A new method of genomic maps analysis is described. The purpose of the method is to reconstruct phylogenetic relationships from the geomic organization of taxa. Our approach is based on gene order coding. This coding allows the description of genome topology without a prior hypothesis about evolutionary events and phylogenetic relationships. Different characters are used for each gene: (1) presence/absence, (2) orientation, and (3) relative position. The relative position of a particular gene inside the genome is the pair of genes surrounding it. The relative position character represents all the positions of a gene in the sampled genomes. It is coded as a multistate character. Our coding method has a priori variable cost implications on operators such as inversion, transposition, and gene loss/gain, which we discuss. The overall approach best fits the "duplication, random loss" evolutionary model. The coding method allows the reconstitution of a possible hypothetical common ancestor genome at each node of the tree. This reconstitution is based on the character states' optimization; it comes down to choosing, among all possible optimizations, the optimization compatible with a complete genome topology at each internal node. The multistate coding of gene relative position, which is an undeniable advantage of this method, permits this reconstitution.
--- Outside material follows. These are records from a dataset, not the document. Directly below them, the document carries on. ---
PR #278, opened 2016-04-25
Add krona integration test running after kraken

yesimon:


dpark01:
can you keep this PR topic clean (ie, separate the diamond-related stuff)

yesimon:
Fun times with git rebase! Still deps on viral mix integration test.

yesimon:
One other thing - this will not pass tests until krona gets updated to support local db builds a bit better. I might need to have to apply a patch.

dpark01:
github.com says you'll need to hand-merge the changes in master for this one (probably because of the typos in the original version of the kraken integration test). can you handle that?

Also, are you saying that metagenomics.krona generally won't work on most machines (because it auto-builds a local db on the first execution of it)?

yesimon:
Sorry, what I mean is marbl/Krona#10 needing to be in so I don't have to zip up the test files just to unzip them right after.

dpark01:
I don't know how frequent krona's release cycle is, but in the worst case, can we just add a gzip/gunzip cycle and get around it?

yesimon:
I just noticed that the krona taxonomy db for the viral mix integration test is 1GB, inflating our cache size of 2GB by 50%.

dpark01:
How long does it take to build the taxonomy db, and does that process involve network hits on NCBI? If so, it's probably worth caching something that big anyway... or... possibly even figuring out how to create a reduced taxonomy db that's small enough to fit in the git repo for the purposes of krona tests. Tests should definitely not require NCBI-connectivity to succeed (or they'll certainly fail if you run them too often).

dpark01:
Are the current failures due to problems with the tests, or problems with the tool? I can't tell from this output whether metagenomics.krona works.

yesimon:
I'm actually unsure about the current failures. It passes locally on 3.5 with nosetests. Fails with tox and travis as if updateTaxonomy.sh were called twice - (the first call will delete the *.dmp files), the second looks for it and panics, although I can't find a code path where they are called twice, even with logging and specifying a single test. The size probably has to do with the internal binary format that krona uses to represent the taxonomy tree, which my guess is probably an array of size `max(taxid)`, so it's not the size but the contents that matter more.

yesimon:
With more extensive patching by taking out the `rm` commands on the original *.dmp files, it passes. But that's not addressing probably a greater underlying problem.

dpark01:
Can you mock to debug the tests (and figure out where the 2nd invocation is happening)?

yesimon:
Now it works on tox/nosetests locally but fails travis for different reasons :(

dpark01:
I think these tests are structured in a way that I can't really tell what the failure is. The travis log looks the same to me from build 1940 and 1942. You said it's failing for different reasons now?

test/integration/test_kraken.py
```diff
@@ -117,5 +154,34 @@ def setUpClass(cls):
...
+        bin = join(util.file.get_project_path(), 'metagenomics.py')
+        out_report = util.file.mkstempfname('.report')
+        out_reads = util.file.mkstempfname('.reads.gz')
+        cmd = [bin, 'kraken', self.bam, self.db, '--outReport', out_report, '--outReads', out_reads]
+        util.misc.run_and_print(cmd, check=True)
+        out_html = util.file.mkstempfname('.krona.html')
+        cmd = [bin, 'krona', out_reads, out_html, '--db', self.krona_db]
+        print(cmd)
+        try:
+            util.misc.run_and_print(cmd, check=True)
```
dpark01: I've been realizing one big drawback to the way you're testing commands (by actually spawning a whole python subprocess in order to test argparse and everything) is that it means none of it shows up in coveralls at all.

The way most of our other unit tests do this would look like this:
`
 parser = metagenomics.parser_krona(argparse.ArgumentParser())
 args = parser.parse_args([out_reads, out_html, '--db', self.krona_db])
 args.func_main(args)
`

Can you switch these invocations of run_and_print over?

test/integration/test_kraken.py
```diff
@@ -92,20 +128,21 @@ def setUpClass(cls):
         cls.bam = cls.input_bam('zaire_ebola')
 
     def test_kraken_tool(self):
-        output = os.path.join(tempfile.tempdir, 'zaire_ebola.kraken')
-        output_filtered = os.path.join(tempfile.tempdir, 'zaire_ebola.filtered-kraken')
-        output_report = os.path.join(tempfile.tempdir, 'zaire_ebola.kraken-report')
-        self.assertEqual(0, self.kraken.classify(self.db, self.fastqs, output).returncode)
+        out = join(tempfile.tempdir, 'zaire_ebola.kraken')
```
dpark01: I think you need to create a mkdtemp instead of just dropping things straight in /tmp

dpark01:
(I'm not even totally sure which python the subprocess call of python would invoke--the system python or the one that comes with conda...)

dpark01:
A few comments:
- this is an odd hack to fix a previously unnecessary hack
- while some aspects of the recent tweaks are potentially useful, this PR is getting entirely out of scope of the original topic and any changes to the travis/coveralls setup should be dealt with separately
- something is wrong if proper execution tests of the kraken and krona scripts actually requires any of this
- your failures are harder to interpret because you're swallowing the output with run_and_print instead of letting nose do the suppress-unless-failure work that it normally does. run_and_print's whole reason for existence was really only for direct calls to external binaries that nose didn't have control over--not for python code.

I'll reiterate that the subprocess/run_and_print calls of the top-level python scripts should all be removed from test/* as it is an unnecessary departure from the existing test patterns and is creating problems without adding value. And the other reason to do this is because I said so. Given more time, I'd be happy to discuss alternatives and learn new ideas, but not for this particular PR / feature set, which has already been delivered downstream w/o test coverage.

yesimon:
Sorry for the travis spam and the ridiculous amounts of debug noise - trying to debug an issue with tests failing on travis but succeeding locally. The root cause is actually conda improperly finding the wrong krona package - this is something that due to a conflux of changes in bioconda and pinning of big dependencies like perl, as well as not having the right amount of logging on our side.

The coverage attachment is not a hack and is actually fully documented and supported: see http://coverage.readthedocs.io/en/coverage-4.0.3/subprocess.html , and is the only option for coverage if we ever decide to test our snakemake rules. If you don't like writing a sitecustomize.py we can just ignore it and ignore coverage for snakemake rules, as coverage should be covered by unit tests anyways. I'm fine with switching the run_and_print calls over as the additional coverage by invoking the entire python script is negligible.

dpark01:
Feel free to do induce noise on this branch in order to get travis to trigger for you--that's pretty common practice in these scenarios, I do it myself all the time.

I saw the diff on the coveralls/travis stuff and was quite interested in much of it--for a future PR.

Is krona using a different perl than the rest of our tools? I thought we recently reconciled the threaded/unthreaded disparity upstream in the bioconda channel.

tools/krona.py
```diff
@@ -35,6 +35,8 @@ def import_taxonomy(self, input_tsvs, output, query_column=None, taxid_column=No
                         score_column=None, no_hits=None, no_rank=None, db=None):
         self.install()
         bin_path = os.path.dirname(self.executable_path())
+        env = os.environ.copy()
+        env['PATH'] = '{}:{}'.format(bin_path, env['PATH'])
```
dpark01: Wouldn't it make more sense to add the opt/krona/lib/ directory to env['PERL5LIB']?  This seems to be the only way to make metagenomics.krona not hit perl errors on my mac.

dpark01:
In taking a closer look at this, something else is wrong with the metagenomics.krona command. It fails unless someone calls tools.krona.Krona.create_db before running it, which is not an ability that's currently exposed to the user, so it will always fail on a fresh install. Here are some options:

1. Add a metagenomics.create_krona_db command and require the user to call it the first time -- probably my least favorite option.
2. Have metagenomics.krona auto-detect if a db exists in default location and, if not, create_db one.
3. Have tools.krona.Krona.import_taxonomy auto-detect if a db exists in default location and, if not, create_db one.
4. Add some optional post-install hook to CondaPackage(InstallMethod) and, in tools.krona.Krona's case, use it to create_db immediately after install.

What do you think?

dpark01:
I guess there's also this option:
5. package and compress and distribute our own pre-built krona db at a public url, similar to what we do for kraken and diamond. I suppose this might be the most consistent with the other metagenomics.py commands? Then we should change the --db argument to a positional required parameter (maybe the middle of three).

yesimon:
I think we might want to add the conda bin path to our path generally as some programs assume that it's installed to your `$PREFIX`.

I don't know what the right answer is, mainly because creating a database is a huge side effect if we're doing it lazily/automatically, and might be very surprising to see large disk space usage or running a sample taking a very long time. Krona might be alright to do automatically because it's just the taxonomy database, and not a reference database.

dpark01:
The more I think about it the more I lean towards #5. It's most like kraken and diamond and I'm weary of side effects that hit an ftp site on NCBI (certainly will cause intermittent failures of tests if we allow it to).

Can you add the positional required arg to the krona command?

dpark01:
Ok great. This looks pretty good, but I want to merge in PR #283 before merging in this one.

In the meantime, can you also create a krona database tarball and drop it somewhere in sabeti-scratch or hptmp for me to push out?

yesimon:
Yeah there are a few bugfixes for `run_and_print` in this PR, maybe that will help #283?

dpark01:
Ok, can you take them out of this PR and offer a patch to @tomkinsc for that piece of it?

dpark01:
Can you hand merge origin/master back into this branch? The octocat appears to be failing on this one without a little help.

metagenomics.py
```diff
@@ -107,6 +110,7 @@ def parser_krona(parser=argparse.ArgumentParser()):
                         action='store_true')
     parser.add_argument('--noRank', help='Include no rank assignments.',
                         action='store_true')
+    parser.add_argument('--db', help='Directory of taxonomy db.')
```
dpark01: can you remove the --db optional argument from parser_krona?

test/integration/test_kraken.py
```diff
@@ -1,13 +1,17 @@
 # Integration tests for kraken
 
 from builtins import super
+import argparse
 import os.path
 from os.path import join
 import sys
+import subprocess
```
dpark01: unused import subprocess

dpark01:
Sorry about the last two comments after all that, but we're very very close to final merge. The second comment isn't a show-stopper, but the first one might cause problems maybe possibly..

dpark01:
looks like the test is still calling the --db arg

yesimon:
Hopefully we're good now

机译:描述了一种新的基因组图谱分析方法。该方法的目的是从分类单元的地质组织中重建系统发育关系。我们的方法基于基因顺序编码。这种编码允许描述基因组拓扑,而无需事先假设进化事件和系统发育关系。每个基因使用不同的字符:(1)存在/不存在,(2)方向和(3)相对位置。基因组内特定基因的相对位置是围绕它的一对基因。相对位置特征代表基因在采样的基因组中的所有位置。它被编码为多状态字符。我们的编码方法对算符具有先验可变成本的影响,例如反转,转座和基因丢失/增益,我们将在后面进行讨论。总体方法最适合“复制,随机丢失”进化模型。该编码方法允许在树的每个节点处重构可能的假设共同祖先基因组。这种重建是基于角色状态的优化;归结为在所有可能的优化中选择与每个内部节点的完整基因组拓扑兼容的优化。基因相对位置的多态编码是这种方法不可否认的优势,它允许这种重组。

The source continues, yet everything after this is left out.